-2 cups almond flour
-1 tbsp coconut flour
-1/2 cup coconut sugar
-3 tbsp melted coconut oil
-3 tbsp coconut milk ( canned, full fat )
-1/4 tsp baking soda
-1/2 tsp vanilla extract
-1/2 cup coconut (I prefer unsweetened)
-1/2 of a 3.5 oz organic dark chocolate bar ( green & blacks 75% cocoa )
-pinch of salt
– Preheat oven to 350
– line cookie sheet with parchment paper
– In a large mixing bowl, with a hand mixer beat the egg, baking soda, vanilla, coconut sugar, coconut oil, coconut milk and salt until combined. (I used a can of full fat, unsweetened coconut milk, letting it sit in the fridge for a couple hours. I then spooned out the whipped like coconut milk off of the top)
-Add the tbsp of coconut flour and slowly add almond flour.
mix until it is all combined
-Place cookie batter on a piece of saran wrap. cover and place in fridge for 45 min to an hour to let it firm up.
***This dough can be a little sticky, so when rolling or spreading it out, I make sure my hands are damp. I found spreading it out with my hands was the easiest.
– Remove dough from fridge and lay it out on a sheet of parchment or wax paper. Like I stated above, use your hands to work it out into a circle. keeping the dough about 1/2 inch thick.
– Using a small circle cookie cutter or the rim of a mason jar (that’s what i used) cut out the cookies and place them on the ready cookie sheet with parchment paper.

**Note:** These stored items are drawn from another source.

PR #198, opened 2017-03-11
Integrate clippy lint as a feature

kyeah:
This integrates clippy as a driver feature that can be run on nightly via `cargo build --features lint`. I'm using `lint` to allow it to include other lints in the future (i.e. standard linting).

I went through the [clippy lints](https://github.com/Manishearth/rust-clippy#lints) that are default-allowed, and upped their level to `warn` if there were no warnings, or a few that were easily fixable. A small handful of them seemed okay to allow:

```
cast_possible_truncation
cast_possible_wrap
cast_sign_loss
float_arithmetic
integer_arithmetic
string_add
string_add_assign
```

A couple of these introduced a fair number of warnings or required further discussion, and I've allowed them for now:

```
missing_docs_in_private_items
option_unwrap_used
result_unwrap_used
pub_enum_variant_names
single_match_else
stutter
use_debug
```

There are very few lints that default to `deny`. It might be worth it to review the warnings for egregious lints that we want to block builds on (we may only want to deny them on the CI build via some harsh_lint configuration).

This does not update the CI build to do linting.


kyeah:
As a note, there is one outstanding warning left in:

screen shot 2017-03-11 at 3 10 24 pm

I think the best option here is to remove the `to_bson_array` method; I don't know if we need this utility method. Thoughts?

src/gridfs/file.rs
```diff
@@ -288,18 +288,18 @@ impl File {
     // Retrieves a binary file chunk and asynchronously pre-loads the next chunk.
     fn get_chunk(&mut self) -> Result<Vec<u8>> {
         let id = self.doc.id.clone();
-        let chunk_num = self.chunk_num;
+        let curr_chunk_num = self.chunk_num;
```
saghm: Jus to make sure I understand, the lint here was to remove the shadowed variable name?

saghm:
With regards to `Role::to_bson_array`: the only place it seems to be used is in the implementation of `From<CreateUserOptions> for Document` in `src/db/options.rs`, so I'm fine with just removing the helper method and manually doing the conversion there.

src/gridfs/file.rs
kyeah: yup 👍

kyeah:
> I notice that all the changes are to the driver itself (i.e. not the tests). Did clippy just not lint them, or were there no issues?

ah, you'd have to add these cfgs to `tests/lib.rs`. i'll add them and fix the lints; not sure if there's a good way to centralize these settings :/

tests/client/gridfs.rs
```diff
@@ -34,12 +34,12 @@ fn put_get() {
     let (fs, _, fschunks) = init_gridfs("test-client-gridfs-grid_put");
 
     let name = "grid_put_file";
-    let src_len = (DEFAULT_CHUNK_SIZE as f32 * 2.5) as usize;
+    let src_len = (DEFAULT_CHUNK_SIZE as f64 * 2.5) as usize;
```
saghm: This is an interesting one. I guess it makes sense to use f64 if there's not a reason not to to avoid losing precision, but it doesn't really matter here that much. (If anything,  `DEFAULT_CHUNK_SIZE * 5 / 2` might even be a bit more clean, although I'd want to verify that it doesn't overflow since DEFAULT_CHUNK_SIZE is an i32).

tests/client/wire_protocol.rs
```diff
@@ -22,7 +22,7 @@ fn insert_single_key_doc() {
 
             let cm = match res {
                 Ok(message) => message,
-                Err(_) => panic!("Could not create message!"),
+                _ => panic!("Could not create message!"),
```
saghm: I find it interestint that clippy prefers this; to me, explicitly putting `Err` is much more clear. More generally, I feel like this would help catch potential logic errors if an enum has a new variant added to it (this of course isn't going to happen with Result, but I'm assuming this lint applies to all enums and not just Result.

Is this lint something you feel strongly about? My personal preference would be not to include this one.

tests/json/crud/arguments.rs
```diff
@@ -56,9 +56,7 @@ impl Arguments {
     pub fn aggregate_from_json(object: &Map<String, Value>) -> Result<Arguments, String> {
         let options = AggregateOptions::from_json(object);
 
-        let f = |x| Some(Bson::from_json(x));
-
-        let array = val_or_err!(object.get("pipeline").and_then(f),
+        let array = val_or_err!(object.get("pipeline").map(Bson::from_json),
```
saghm: Oh geez, this is much better. I thought I had cleaned all this up in the PR for removing default options from being sent to the server, but I guess not

tests/json/eq.rs
```diff
@@ -6,6 +6,7 @@ pub trait NumEq {
     fn int_eq(&self, i: i64) -> bool;
 }
 
+#[cfg_attr(feature = "clippy", allow(cast_precision_loss))]
```
saghm: Slightly tangential, but this has been on my radar for a while: we're currently using the `nalgebra` crate to handle floating-point equality, but that's a fairly heavyweight dependency for such a small task. There are several crates for comparing floating points that aren't part of entire linear algebra toolkits; from a quick search, I've found [`approx`](https://crates.io/crates/approx) and [`float-cmp`](https://crates.io/crates/float-cmp). We should look into replacing `nalgebra` with something more fitting at some point.

Cargo.toml
```diff
@@ -23,6 +23,10 @@ semver = "0.5.0"
 separator = "0.3.1"
 time = "0.1.35"
 
+[dependencies.clippy]
+optional = true
+version = "0.0.118"
```
saghm: I didn't think of this until now, but clippy might be one of those rare cases in which we do actually want `version = "*"`; it seems to update fairly often (including once already since this PR was opened). I know this technically mean that we could update to a version with breaking changes, but I've been under the impression that clippy basically does incremental versioning (i.e. that the two leading zeros are superfluous and only present because crates requires a semver-looking version). Plus, the worst case scenario here is that our travis build is temporarily broken; this won't case any errors for users of the library.

kyeah: hm, I'm a little opposed since I'd rather have predictably passing travis builds, instead of either a. waiting for fixes or b. merging PRs with stylistic issues. If new versions bubble up new warnings, it will also impede people who want to make PRs on unrelated things. 

It requires more upkeep to update it constantly, though, so I would be cool with it. Do you know if new versions can bring up warnings on previously-passing code?

saghm: My guess would be that independent of bug fixes (which isn't easy to predict based on the utter contempt for semver in clippy's versioning), only new lints would be added rather than the scope of existing lints being expanded; this is only my intuition though, as I doubt that clippy gives any sort of guarantees about that.

You make a good point about the potential for accidentally mixing lint fixes with other PRs. While I think there might be ways to organize around this, if you'd prefer not to do this then I'm all right with forgoing it. That being said, it might be work figuring out some sort of automated way to of incorporating `cargo outdated` into our workflow (either just for clippy or all of our root dependencies). Of course, to correctly do that, we'd need to figure out how often and when we want to update our dependencies. For some dependencies (e.g. `bitflags`), it's probably not very high priority to update every time a new version comes out, but for things like `bson`, we'd ideally would want to put in the effort to try to keep the version update (like we've been doing lately by releasing a new version whenever `bson` does).

tests/json/crud/arguments.rs
saghm: Ohhh, was this not a clippy thing? I would have been fairly impressed if clippy was able to deal with a closure and a method chain inside  macro in separate statements.

tests/client/wire_protocol.rs
saghm: Once this gets fixed, LGTM

Cargo.toml
kyeah: I'm going to set this to update automatically and see how much trouble it gives us. At any rate, it'll give us a better idea of what types of changes come in clippy updates.

PR #202, opened 2017-04-15
fixes to pass updated spec tests

### LINKED ISSUE #180: Test fails with updated specifications tests
We haven't updated the specifications submodule in a while, so I tried out updating it to see if anything changed. After updating it, one test (`server_selection::replicasetnoprimary::server_selection_replica_set_no_primary_read`) fails with the error "server must have tags" on both 3.2 and 3.4 (I haven't tried 3.0).

We should fix this test and commit the updated submodule.

saghm:
This fixes #180. There were two issues; first, some new JSON spec tests didn't have a field that existing tests of the same type, and second, `Topology_description::choose_hosts` mistakenly returned servers of type 'Unknown' as part of the short-circuit logic if the read mode was 'nearest' (which I understand to be a bug from the description of "Available" in the [server selection spec](https://github.com/mongodb/specifications/blob/master/source/server-selection/server-selection.rst#terms)). Unfortunately, the latter required an API change (namely wrapping the return type in `Result`, as accessing the type of a server requires acquiring a lock (which I assume is because it can get changed in the background monitoring thread).

As usual, this PR comes with a number of "helpful" contributions from rustfmt, this time evidently due to change in the way rustfmt handles indentation.

### DIFF
--- a/src/topology/mod.rs
+++ b/src/topology/mod.rs
@@ -80,12 +80,12 @@ impl FromStr for TopologyType {
     type Err = Error;
     fn from_str(s: &str) -> Result<Self> {
         Ok(match s {
-            "Single" => TopologyType::Single,
-            "ReplicaSetNoPrimary" => TopologyType::ReplicaSetNoPrimary,
-            "ReplicaSetWithPrimary" => TopologyType::ReplicaSetWithPrimary,
-            "Sharded" => TopologyType::Sharded,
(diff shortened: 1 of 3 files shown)


saghm:
No worries! I accidentally forgot to assign you to review until four days after submitting it, so you didn't actually take very long after that happened.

*** when you can’t cut out anymore cookies in the dough, form a ball with what you have left, and roll that out again and cut as many cookies from it as possible.
– Bake cookies for about 15 mins. they should be browned around the edges. Once done, let them cool completely on a wire rack or cookie sheet. (leave oven on)

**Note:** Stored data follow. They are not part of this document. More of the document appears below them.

PR #207, opened 2017-04-30
Bump bson to 0.7.0

anderspitman:


anderspitman:
When running the example code from the README I got the following error:

```rust
let mut cursor = collection.find(Some(doc.clone()), None)
   |                                           ^^^^^^^^^^^ expected struct `bson::ordered::OrderedDocument`, found a different struct `bson::ordered::OrderedDocument`
   |
   = note: expected type `bson::ordered::OrderedDocument` (struct `bson::ordered::OrderedDocument`)
              found type `bson::ordered::OrderedDocument` (struct `bson::ordered::OrderedDocument`)
note: Perhaps two different versions of crate `bson` are being used?
```

Judging from [this SO answer](http://stackoverflow.com/a/31130554/943814) I solved the problem by bumping the bson version in my `Cargo.toml` to 0.7.0.

saghm:
Good catch! Thanks for the PR

PR #210, opened 2017-05-05
fix cursor documentation

saghm:
I noticed that our documentation in the cursor file was wildly inaccurate, presumably due to not updating it when we made changes.

### DIFF
--- a/src/cursor.rs
+++ b/src/cursor.rs
@@ -40,25 +40,20 @@ pub const DEFAULT_BATCH_SIZE: i32 = 20;
 
 /// Maintains a connection to the server and lazily returns documents from a
 /// query.
-///
-/// # Fields
-///
-/// `client` - The client to read from.
-/// `namespace` - The namespace to read and write from.
-/// `batch_size` - How many documents to fetch at a given time from the server.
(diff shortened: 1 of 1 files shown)


src/cursor.rs
```diff
@@ -40,25 +40,20 @@ pub const DEFAULT_BATCH_SIZE: i32 = 20;
...
 pub struct Cursor {
+    // The client to read from.
     client: Client,
+    // The namespace to read and write from.
     namespace: String,
+    // How many documents to fetch at a given time from the server.
     batch_size: i32,
+    // Uniquely identifies the cursor being returned by the reply.
     cursor_id: i64,
+    // An upper bound on the total number of documents this cursor
```
kyeah: missing the second line here.

src/cursor.rs
```diff
@@ -40,25 +40,20 @@ pub const DEFAULT_BATCH_SIZE: i32 = 20;
...
     limit: i32,
+    // How many documents have been returned so far.
     count: i32,
+    // A cache for documents received from the query that have not
```
kyeah: also here!

PR #211, opened 2017-05-06
fix default batch size

### LINKED ISSUE #209: Default batch size is incorrect
Using this driver for a basic query, the results are being returned to my client much slower than doing the same query with `pymongo`. My best guess is that the rust driver is making a bunch of round trips to the database to retrieve the results a bit at a time, while `pymongo` gets everything in one shot. Again, this is just a guess. If I'm right is there a way to change the behavior. Or is it something else altogether?

saghm:
Fixes #209.

### DIFF
--- a/src/cursor.rs
+++ b/src/cursor.rs
@@ -36,7 +36,7 @@ use wire_protocol::operations::Message;
 
 use std::collections::vec_deque::VecDeque;
 
-pub const DEFAULT_BATCH_SIZE: i32 = 20;
+pub const DEFAULT_BATCH_SIZE: i32 = 0;
 
 /// Maintains a connection to the server and lazily returns documents from a
 /// query.
@@ -462,9 +462,12 @@ impl Cursor {
     /// # Return value
     ///
     /// Returns a vector containing the BSON documents that were read.
-    pub fn next_batch(&mut self) -> Result<Vec<bson::Document>> {
-        let n = self.batch_size;
-        self.next_n(n)
+    pub fn get_current_batch(&mut self) -> Result<Vec<bson::Document>> {
+        if self.buffer.is_empty() {
+            self.get_from_stream()?;
+        }
+
+        Ok(self.buffer.drain(..).collect())
     }
 
     /// Checks whether there are any more documents for the cursor to return.
--- a/src/cursor.rs
+++ b/src/cursor.rs
@@ -36,6 +36,7 @@ use wire_protocol::operations::Message;
 
 use std::collections::vec_deque::VecDeque;
 
+// Allows the server to decide the batch size.
 pub const DEFAULT_BATCH_SIZE: i32 = 0;
 
 /// Maintains a connection to the server and lazily returns documents from a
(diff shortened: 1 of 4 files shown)


src/cursor.rs
```diff
@@ -469,9 +469,12 @@ impl Cursor {
     /// # Return value
     ///
     /// Returns a vector containing the BSON documents that were read.
-    pub fn next_batch(&mut self) -> Result<Vec<bson::Document>> {
-        let n = self.batch_size;
-        self.next_n(n)
+    pub fn get_current_batch(&mut self) -> Result<Vec<bson::Document>> {
```
saghm: Given that the default batch size is being changed zero, the implementation of this method needs to be changed as well. Since a batch size of 0 means "let the server decide the batch size", I don't think it makes sense to hard code a specific number of documents to fetch in this method, so the most straightforward implementation would be to simply return the remaining documents from the current batch. While this changes what the method will return in the case that the buffer is partially empty, I think this is more in line with my expectations of what this method should be doing.

The name `next_batch` doesn't quite seem to fit with the proposed new behavior of the method, so I also propose changing it to `get_current_batch`, which is a more accurate description.

src/cursor.rs
```diff
@@ -36,7 +36,7 @@ use wire_protocol::operations::Message;
 
 use std::collections::vec_deque::VecDeque;
 
-pub const DEFAULT_BATCH_SIZE: i32 = 20;
+pub const DEFAULT_BATCH_SIZE: i32 = 0;
```
kyeah: Let's add a little comment here about this allowing the server to decide the batch size?

src/cursor.rs
```diff
@@ -469,9 +469,12 @@ impl Cursor {
     /// # Return value
     ///
     /// Returns a vector containing the BSON documents that were read.
-    pub fn next_batch(&mut self) -> Result<Vec<bson::Document>> {
-        let n = self.batch_size;
-        self.next_n(n)
```
kyeah: let's use the deprecation feature here, and default to 20 as before? we can suggest clients use `cursor.next_n(cursor.batch_size)` if they need to replicate the exact functionality.

src/cursor.rs
kyeah: `drain_or_get_batch` might be more descriptive here!

saghm: It feels somewhat ambiguous whether the grouping of that name is "[drain or get] batch" or "[drain] or [get next batch]". I know that the latter is somewhat nonsensical in this context, but it still feels like an awkward name that requires some logical overhead. Maybe something like `drain_current_batch`?

src/cursor.rs
saghm: Sounds good.

src/cursor.rs
saghm: Fair enough, although I'd be in favor of getting rid of this at some point in the future.

src/cursor.rs
kyeah: 👍 SGTM.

Now for the chocolate and toasted coconut..
***When melting chocolate you can either do it in the microwave in a microwave safe bowl for about 1 min. Or on the stove top in a bowl over boiling water.
-I chose to do it on the stove top , breaking up half of the bar into pieces, placing them in a glass bowl over the boiling water. Stir constantly.
– At the same time toast the coconut by spreading out a thin layer on a cookie sheet and baking for about 2 mins, until light brown.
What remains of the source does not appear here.